Stored data entries:

PR #2004, opened 2022-12-20
server: allow server operators to provide custom logo

### LINKED ISSUE #1256: server: custom logo
The server should provide a custom logo. 

1. Min size 32x32. 1:1 aspect ratio.
2. Served over HTTP
3. Logo is configurable, but we need a default icon. I can see two ways of dealing with this. a) have a default icon for the default server configuration. Probably just the dcrdex logo. Or b) have no default. If none is provided, client can fall back to letter coins. e.g. **/img/coins/a.png**

ukane-philemon:
This makes it possible for server operators to specify their custom logos. Closes #1256 

-- Add new server HTTP `logo` endpoint.
-- Add server custom logo to config response.

Added logo display on the `settings` and `dexsettings` pages. Will it look better if the logos had a rounded border?
Screenshot 2022-12-20 at 5 42 35 PM
Screenshot 2022-12-20 at 5 42 00 PM

Screenshot 2022-12-20 at 5 55 30 PM
Screenshot 2022-12-20 at 5 42 17 PM

### DIFF
--- a/client/comms/tls.go
+++ b/client/comms/tls.go
@@ -1,0 +1,35 @@
+package comms
+
+import (
+	"crypto/tls"
+	"crypto/x509"
+	"fmt"
+	"net/url"
+)
+
+// TLSConfig prepares a *tls.Config struct using the provided cert.
+func TLSConfig(URL string, cert []byte) (*tls.Config, error) {
+	if len(cert) == 0 {
+		return nil, nil
+	}
+
+	uri, err := url.Parse(URL)
+	if err != nil {
+		return nil, fmt.Errorf("error parsing URL: %w", err)
+	}
+
+	rootCAs, _ := x509.SystemCertPool()
+	if rootCAs == nil {
+		rootCAs = x509.NewCertPool()
+	}
+
+	if ok := rootCAs.AppendCertsFromPEM(cert); !ok {
+		return nil, ErrInvalidCert
+	}
+
+	return &tls.Config{
+		RootCAs:    rootCAs,
+		MinVersion: tls.VersionTLS12,
+		ServerName: uri.Hostname(),
+	}, nil
+}
--- a/client/comms/wsconn.go
+++ b/client/comms/wsconn.go
@@ -12,7 +12,6 @@ import (
 	"fmt"
 	"net"
 	"net/http"
-	"net/url"
 	"regexp"
 	"strings"
 	"sync"
@@ -165,28 +164,9 @@ func NewWsConn(cfg *WsCfg) (WsConn, error) {
 		return nil, fmt.Errorf("ping wait cannot be negative")
 	}
 
-	var tlsConfig *tls.Config
-	if len(cfg.Cert) > 0 {
-
-		uri, err := url.Parse(cfg.URL)
-		if err != nil {
-			return nil, fmt.Errorf("error parsing URL: %w", err)
-		}
-
-		rootCAs, _ := x509.SystemCertPool()
-		if rootCAs == nil {
-			rootCAs = x509.NewCertPool()
-		}
-
-		if ok := rootCAs.AppendCertsFromPEM(cfg.Cert); !ok {
-			return nil, ErrInvalidCert
-		}
-
-		tlsConfig = &tls.Config{
-			RootCAs:    rootCAs,
-			MinVersion: tls.VersionTLS12,
-			ServerName: uri.Hostname(),
-		}
+	tlsConfig, err := TLSConfig(cfg.URL, cfg.Cert)
+	if err != nil {
+		return nil, fmt.Errorf("TLSConfig error: %w", err)
 	}
 
 	return &wsConn{
--- a/client/core/core.go
+++ b/client/core/core.go
@@ -12,6 +12,7 @@ import (
 	"encoding/hex"
 	"errors"
 	"fmt"
+	"io"
 	"math"
 	"net"
 	"net/http"
@@ -10122,11 +10123,11 @@ func (c *Core) fetchDEXLogo(host string) []byte {
 		return nil
 	}
 
-	buf := new(bytes.Buffer)
-	if _, err = buf.ReadFrom(res.Body); err != nil {
+	logoBytes, err := io.ReadAll(io.LimitReader(res.Body, 1<<20))
+	if err != nil {
 		c.log.Errorf("%s: error reading response body: %v", funcName, err)
 		return nil
 	}
 
-	return buf.Bytes()
+	return logoBytes
 }
--- a/client/core/core.go
+++ b/client/core/core.go
@@ -14,6 +14,7 @@ import (
 	"fmt"
 	"math"
 	"net"
+	"net/http"
 	"net/url"
 	"os"
 	"path/filepath"
@@ -1404,6 +1405,11 @@ type Config struct {
 	UnlockCoinsOnLogin bool
 }
 
+type cachedLogo struct {
+	lastRefreshed time.Time
+	logo          []byte
+}
+
 // Core is the core client application. Core manages DEX connections, wallets,
 // database access, match negotiation and more.
 type Core struct {
@@ -1470,6 +1476,9 @@ type Core struct {
 			prices map[string]*stampedPrice
 		}
 	}
+
+	dexLogoMtx   sync.Mutex
+	dexLogoCache map[string]*cachedLogo
 }
 
 // New is the constructor for a new Core.
@@ -1568,6 +1577,8 @@ func New(cfg *Config) (*Core, error) {
 
 		fiatRateSources: make(map[string]*commonRateSource),
 		pendingWallets:  make(map[uint32]bool),
+
+		dexLogoCache: make(map[string]*cachedLogo),
 	}
 	c.mm.bots = make(map[uint64]*makerBot)
 	c.mm.cache.prices = make(map[string]*stampedPrice)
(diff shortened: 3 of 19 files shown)


dex/msgjson/types.go
```diff
@@ -1270,6 +1272,9 @@ type BondAsset struct {
 
 // ConfigResult is the successful result for the ConfigRoute.
 type ConfigResult struct {
+	// Logo is an optional custom logo that can be be provided by server
+	// operators.
+	Logo []byte `json:"logo"`
```
chappjc, line 1277: As I said in https://github.com/decred/dcrdex/issues/1256#issuecomment-1358479967, adding the logo bytes to the `ConfigResult` is a **no-go** for me.

The HTTP endpoint (`/logo`) that you added will serve this purpose.

I don't even think the dexc backend needs to concern itself with the logo.  The frontend not being able to request the logo because it's missing the cert is solvable by putting the cert in `core.Exchanges`.  However, if you really want the backend to be retrieving the logo, not the frontend (the only consumer of the logo), then core should fetch it via HTTP regardless of whether it's a configured exchange or not.  @buck54321 noted it must be HTTP in the issue.

client/webserver/template.go
```diff
@@ -189,14 +194,81 @@ var templateFuncs = template.FuncMap{
...
+	u.Host = host
+	u.Scheme = scheme
+	u.Path = serverLogoPath
+
+	req, err := http.NewRequest(http.MethodGet, u.String(), nil)
+	if err != nil {
+		return nil, fmt.Errorf("http.NewRequest error: %w", err)
+	}
+
+	tlsConfig, err := comms.TLSConfig(u.String(), cert)
```
martonp, line 247: Shouldn't the tlsConfig only be used if it is https?

client/comms/tls.go
```diff
@@ -0,0 +1,35 @@
...
+	"crypto/x509"
+	"fmt"
+	"net/url"
+)
+
+// TLSConfig prepares a *tls.Config struct using the provided cert.
+func TLSConfig(URL string, cert []byte) (*tls.Config, error) {
+	if len(cert) == 0 {
+		return nil, nil
+	}
```
ukane-philemon, line 14: https://github.com/decred/dcrdex/pull/2004/files#r1054897301

@martonp, you are correct and it is already handled.

docs/wiki/Server-Admin.md
```diff
@@ -2,6 +2,15 @@
 
 ## Exchange Settings
 
+### Logo Image
+
+Server operators can optionally provide their preferred logo image when starting
+`dcrdex` using the `--logo` flag, e.g `dcrdex --logo path/to/logo.png`. Logo
+image should be preferably encoded as a `png`, `jpeg`, or `jpeg` file.
```
buck54321, line 9: Thanks for updating docs. We should word the instructions towards a configuration file, not CLI flags.

server/comms/server.go
```diff
@@ -448,6 +449,7 @@ func (s *Server) Run(ctx context.Context) {
 		rr.Use(s.limitRate)
 		rr.Get("/config", routeHandler(msgjson.ConfigRoute))
 		rr.Get("/spots", routeHandler(msgjson.SpotsRoute))
+		rr.Get("/logo", routeHandler(msgjson.LogoRoute))
```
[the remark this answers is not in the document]
chappjc: It does not.  It does `w.Header().Set("Content-Type", "application/json; charset=utf-8")` and `json.Marshal`, sending a base64 *text* encoding of the binary data.

client/core/types.go
```diff
@@ -594,6 +594,7 @@ type PendingFeeState struct {
 // Exchange represents a single DEX with any number of markets.
 type Exchange struct {
 	Host             string                 `json:"host"`
+	Cert             []byte                 `json:"cert"`
```
chappjc, line 597: Just noting one more time that this means the frontend has the TLS certificate and could make the XHR request itself.  That said, I'm also fine with the Go html template execution doing `fetchExchangeLogo` as you have it.  It's probably more proper to keep all server communications to the dexc backend.

server/comms/server.go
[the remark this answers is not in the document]
ukane-philemon: > It does not. It does `w.Header().Set("Content-Type", "application/json; charset=utf-8")` and `json.Marshal`, sending a base64 _text_ encoding of the binary data.

Oh, right.

ukane-philemon:
Something weird went off [here](https://github.com/decred/dcrdex/actions/runs/3824469529/jobs/6506641057).

chappjc:
> Something weird went off [here](https://github.com/decred/dcrdex/actions/runs/3824469529/jobs/6506641057).

Dang that was supposed to have been resolved by https://github.com/decred/dcrdex/pull/1995

chappjc:
Resolving that unrelated Swapper deadlock in https://github.com/decred/dcrdex/pull/2021
Thanks for bringing that to my attention @ukane-philemon

client/core/types.go
chappjc: Hmm, one issue with this is if the DEX is down, loading the html page hangs (times out), whereas it could be async on the frontend.

Another issue I'm seeing is that there's no caching of the logo anywhere, so whenever the user loads one of the three pages that would show the logo, it makes a server request.  That's a bit much.

ukane-philemon: > Hmm, one issue with this is if the DEX is down, loading the html page hangs (times out), whereas it could be async on the frontend.

I would set a timeout for the request.

chappjc: > I would set a timeout for the request.

Doesn't matter.  This makes a fast *local* page load have the latency of a remote server.

Also, it's not necessary to involve the config response to achieve caching of the logo.

Another issue not yet mentioned is the network route used to retrieve the logo.  Say the user has a proxy (tor or otherwise) configured for their authenticated server comms, it would be a major information leak to fetch the logo on the open internet.

ukane-philemon: > Another issue not yet mentioned is the network route used to retrieve the logo. Say the user has a proxy (tor or otherwise) configured for their authenticated server comms, it would be a major information leak to fetch the logo on the open internet.

The webserver could have this set when it is started so we can use it when need(which would be just for this).

ukane-philemon: @chappjc, I have re-implemented my suggestion in https://github.com/decred/dcrdex/pull/2004/commits/7838b89117045ce9eaeb7a9503a019e933ac25e3 and I believe it handles major concerns (caching and proxy) adequately. Please take a look and let me know if I missed anything.

client/comms/wsconn.go
```diff
@@ -150,28 +149,9 @@ func NewWsConn(cfg *WsCfg) (WsConn, error) {
...
-		}
-
-		tlsConfig = &tls.Config{
-			RootCAs:    rootCAs,
-			MinVersion: tls.VersionTLS12,
-			ServerName: uri.Hostname(),
-		}
+	tlsConfig, err := TLSConfig(cfg.URL, cfg.Cert)
+	if err != nil {
+		return nil, fmt.Errorf("TlsConfig error: %w", err)
```
buck54321, line 154: `TlsConfig` capitalization does not match function name.

client/core/core.go
```diff
@@ -9510,3 +9513,90 @@ func (c *Core) saveDisabledRateSources() {
...
+	} else {
+		cert = CertStore[c.Network()][host]
+	}
+
+	logoBytes, err := c.fetchDEXLogo(host, cert)
+	if err != nil {
+		c.log.Error("fetchDEXLogo error: %v", err)
+		return nil
+	}
+	return logoBytes
```
buck54321, line 9534: The http cache would save us from hitting `fetchDEXLogo` too many times if the user is only using one device, and as long as the user's client is sending the headers. If they sign in with multiple devices, or have the cache disabled,   or are using **Core** outside of **webserver**, we would generate repeated requests. We should cache the logo bytes locally.

server/cmd/dcrdex/config.go
```diff
@@ -414,6 +417,23 @@ func loadConfig() (*dexConf, *procOpts, error) {
 		cfg.LogDir = filepath.Join(cfg.AppDataDir, cfg.LogDir)
 	}
 
+	if cfg.Logo == "" {
+		cfg.Logo = filepath.Join(cfg.AppDataDir, defaultLogoName)
+	} else if !filepath.IsAbs(cfg.Logo) {
+		cfg.Logo = filepath.Join(cfg.AppDataDir, cfg.Logo)
```
buck54321, line 423: Docs say 
```
logo=path/to/logo.png
```
 and don't mention that it will be interpreted as a subpath of `AppDataDir`.

server/comms/server.go
```diff
@@ -448,6 +449,25 @@ func (s *Server) Run(ctx context.Context) {
...
+			if handler == nil {
+				writeServerError(w, map[string]string{"error": "no handler"})
+				return
+			}
+
+			logo, err := handler(r.Context().Value(ctxThing))
+			if err != nil { // err will always be nil, but this might change.
+				writeServerError(w, map[string]string{"error": err.Error()})
+				return
+			}
```
buck54321, line 463: I do think that we should inform the client about the **availability** of a logo in the `msgjson.ConfigResult`, so they can avoid the request altogether if we don't have a file.

buck54321 (changes requested):

server/comms/server.go
chappjc: The logo business will begin life deprecated, because it'll have no place in a mesh.  That's why I just don't think we should bother the important message payloads.  That said, I don't really mind what happens as long as we don't add kilobytes to the config response for this.  An extra http get with a 404 is fine imo, when there is a server that doesn't have a logo, when compared against technical baggage.  If that slows down page rendering, that says this was not engineered correctly anyway because this feature should add no latency in any place but the loading of the logo itself.

client/core/core.go
ukane-philemon: I've added a DEX logo cache in `Core` and also a means to clean up the cache every 24 hours (https://github.com/decred/dcrdex/commit/a3ebb22156e7148b1ad36c401aeeee9b5f392697)

server/comms/server.go
```diff
@@ -448,6 +449,25 @@ func (s *Server) Run(ctx context.Context) {
...
+
+			logoBytes := logo.([]byte)
+			w.WriteHeader(http.StatusOK)
+			w.Header().Set("Content-Type", http.DetectContentType(logoBytes))
+			w.Header().Set("Content-Length", fmt.Sprintf("%d", len(logoBytes)))
+			w.Write(logoBytes)
```
buck54321, line 469: Unless I'm reading things wrong, it's possible for logoBytes to be empty. I think we should 404 in that case.

client/webserver/site/src/html/settings.tmpl
```diff
@@ -35,7 +35,16 @@
       <div id="exchanges" {{if eq (len .UserInfo.Exchanges) 0}} class="d-hide"{{end}}>
         <h5>[[[registered dexes]]]</h5>
         {{range $host, $xc := .UserInfo.Exchanges}}
-          <a href="/dexsettings/{{$host}}"><button class="bg2 selected"><div class=text-break>{{$host}}<span class="dex-settings-icon ico-settings"></span></div></button></a>
+          <a href="/dexsettings/{{$host}}">
+            <button class="bg2 selected">
+              <div class=text-break>
+                <img class="mini-icon m-1" src="/dexlogo/{{$host}}">
```
buck54321, line 41: Logo is a little big relative to the text size. 
image
Could increase text size or decrease logo size or both.

buck54321 (changes requested):

server/comms/server.go
chappjc, line 469: - WriteHeader cannot come before w.Header().Set() https://cs.opensource.google/go/go/+/refs/tags/go1.19.5:src/net/http/server.go;l=100-102
- WriteHeader isn't even needed because Write will do it for you https://cs.opensource.google/go/go/+/refs/tags/go1.19.5:src/net/http/server.go;l=120-121

ukane-philemon: okay.

client/webserver/site/src/html/settings.tmpl
ukane-philemon: I intentionally made the logo bigger so it's more visible but seems it should match the text size.

client/core/core.go
```diff
@@ -9510,3 +9519,127 @@ func (c *Core) saveDisabledRateSources() {
...
+	}
+	defer res.Body.Close()
+
+	if res.StatusCode != http.StatusOK {
+		c.log.Errorf("%s: received unexpected response: %s", funcName, res.Status)
+		return nil
+	}
+
+	var logoBytes []byte
+	if err = json.NewDecoder(res.Body).Decode(&logoBytes); err != nil {
```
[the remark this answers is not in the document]
ukane-philemon: > JSON? This seems like it shouldn't work. Go json encodes bytes as a base64 string.

It worked in my initial testing, but am now using a `bytes.Buffer` in my recent commit.

server/comms/server.go
```diff
@@ -450,20 +450,30 @@ func (s *Server) Run(ctx context.Context) {
...
+			writeErr := func(code int, msg string) {
+				w.WriteHeader(code)
+				w.Write([]byte(msg))
+			}
+
 			handler := httpRoutes[msgjson.LogoRoute]
 			if handler == nil {
-				writeServerError(w, map[string]string{"error": "no handler"})
+				log.Critical("No handler for %s", msgjson.LogoRoute)
+				writeErr(500, "Something unexpected happened")
```
buck54321, line 461: `http.StatusInternalServerError`

Could also use `http.StatusText(http.StatusInternalServerError)` for the text.

server/comms/server.go
```diff
@@ -450,20 +450,30 @@ func (s *Server) Run(ctx context.Context) {
...
 			if err != nil { // err will always be nil, but this might change.
-				writeServerError(w, map[string]string{"error": err.Error()})
+				writeErr(404, err.Error())
+				return
+			}
+
+			if logo == nil {
+				writeErr(404, "no server logo")
 				return
 			}
```
buck54321, line 474: `http.StatusNotFound` or even `http.NotFound(w, r)`.

ukane-philemon:
Had to squash the multiple commits.

buck54321 (approved):

ukane-philemon:
Just rebased...

chappjc:
Will review.  Please rebase again when you get a chance.

client/core/core.go
```diff
@@ -10013,3 +10024,109 @@ func (c *Core) saveDisabledRateSources() {
...
+		return nil
+	}
+	defer res.Body.Close()
+
+	if res.StatusCode != http.StatusOK {
+		c.log.Errorf("%s: received unexpected response: %s", funcName, res.Status)
+		return nil
+	}
+
+	buf := new(bytes.Buffer)
```
chappjc, line 10125: Since we're reading into memory, we should use a `io.LimitReader` to be safe.

ukane-philemon: Done.

chappjc:
This PR needs another advocate.  There is no point to this in the future and it adds a lot of baggage.  I do not want this.

chappjc:
Closing tomorrow.

buck54321:
It just doesn't make sense to do this anymore now that we're focusing on mesh. Thanks for the effort @ukane-philemon.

## Task instructions
Using the data above, show each line where "hangs" occurs.

## Completed exercise
chappjc: Hmm, one issue with this is if the DEX is down, loading the html page hangs (times out), whereas it could be async on the frontend.
ukane-philemon: > Hmm, one issue with this is if the DEX is down, loading the html page hangs (times out), whereas it could be async on the frontend.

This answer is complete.